Kujat kritisiert namentlich Ex-Bundespräsident Joachim Gauck, den bayerischen Ministerpräsidenten Markus Söder und den CDU-Vorsitzenden Friedrich Merz, dessen Partei sogar einen Bundestagsbeschluß für die Lieferung der Taurus-Raketen beantragt hatte. Kujat zitiert die Warnung des früheren russischen Präsidenten und heutigen Vizevorsitzenden des russischen Sicherheitsrates, Dmitri Medwedjew: „Sie sagen, es stehe im Einklang mit dem Völkerrecht, daß das Kiewer Regime damit russisches Territorium angreifen und die Versorgung unserer Armee schwächen kann. Nun, in diesem Fall würden Angriffe auf deutsche Fabriken, in denen diese Raketen hergestellt werden, völlig im Einklang mit dem Völkerrecht stehen.“

Der Antrag der CDU scheiterte bei der Abstimmung im Bundestag, er wurde mit den Stimmen der drei Regierungsparteien sowie der Oppositionsparteien Linke und AfD mit 485 zu 176 Stimmen abgelehnt. Dabei handelte es sich jedoch nicht um eine grundsätzliche Ablehnung, denn Abgeordnete der Grünen und Liberalen betonten, daß sie eine solche Lieferung durchaus befürworten, nur nicht unter den derzeitigen Bedingungen.

Die Vorsitzende des Verteidigungsausschusses, Marie-Agnes Strack-Zimmermann (FDP), spielte die Bedeutung der Abstimmung herunter. Sie argumentierte, die Christdemokraten hätten die Abstimmung nur aus parteitaktischem Kalkül anberaumt. Der Tagesspiegel hält ihr vor: „Weil es der Union als Opposition nur um ein Wahlkampfmanöver gehe und ohne Zustimmung des Kanzlers ohnehin nichts geliefert werde, ist die laue Begründung.”

Der ukrainische stellvertretende Verteidigungsminister Iwan Hawryliuk geht allerdings davon aus, daß Deutschland trotz der Ablehnung im Bundestag der Lieferung von Taurus-Marschflugkörpern zustimmen wird. Diese werde beim Treffen der Ukraine-Kontaktgruppe der NATO-Partner am 23. Januar beschlossen werden, sagte er dem Tagesspiegel. „Trotz des negativen Votums des Bundestages erwarte ich, daß wir alle Unterstützung bekommen, die wir brauchen – auch die Taurus“, sagte Hawryliuk. Für eine Lieferung sei es „nie zu spät“.

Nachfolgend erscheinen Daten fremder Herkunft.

PR #299, opened 2020-04-19
NewModMailPro: Feature to check for new activity before submitting a reply

molenzwiebel:
This PR adds a new feature to NewModMailPro that polls the server for new activity on a modmail thread before submitting a reply. This should hopefully lead to less issues where two moderators respond to the same thread at the same time.

I've tested the feature in numerous settings and it should be stable. It is compatible with modmail macros (it will check for new activity when posting a macro) and the reply type check (it will check for reply type before polling server). I had to slightly change the modmail preview since it previously removed the preview on button press, instead of on form submission.

Some things that should probably be reviewed:
- Should the feature be enabled by default?
- Should the modal be positioned at the submit button or at the center-top of the page?

Documentation and ESLint should check out.

### DIFF
--- a/extension/data/background/handlers/webrequest.js
+++ b/extension/data/background/handlers/webrequest.js
@@ -47,7 +47,10 @@ async function getOAuthTokens (tries = 1) {
     // be able to read the new cookie and all is well, without having to deal with
     // the Reddit OAuth flow ourselves.
     if (tries < 3) {
-        await makeRequest('https://mod.reddit.com/mail/all');
+        await makeRequest({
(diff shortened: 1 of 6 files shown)


OldGoldie:
Do you think this could also be an option to check for an exist removal reason?

May be a bit hard because not all subs would sticky the removal reason etc. so there would have to be some logic to determine if there is one. Just throwing the idea.

creesch:
That would fall well outside this specific PR. Feel free to make an issue for it though.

Tatsache ist aber, wie Kujat betont: „Die strategische Lage zugunsten der Ukraine wenden könnte Taurus nicht, und der Marschflugkörper ist auch nicht geeignet, Drohnen- und Raketenangriffe abzuwehren.“ Mit einer Reichweite von 500 km könnten die Taurus-Marschflugkörper aber tief in russisches Gebiet hineinreichen und dort Basen der russischen Atomstreitkräfte angreifen – und so das nukleare Gleichgewicht destabilisieren und die Atomkriegsgefahr weiter vergrößern.

Anstatt darüber zu debattieren, wie sich die Bürger in einem Krieg gegen Rußland schützen können (was in einem Atomkrieg sowieso ziemlich sinnlos wäre), sollten wir also überlegen, was die Bürger tun können, um ihre Regierungen von diesem unsinnigen und gefährlichen Kurs abzubringen.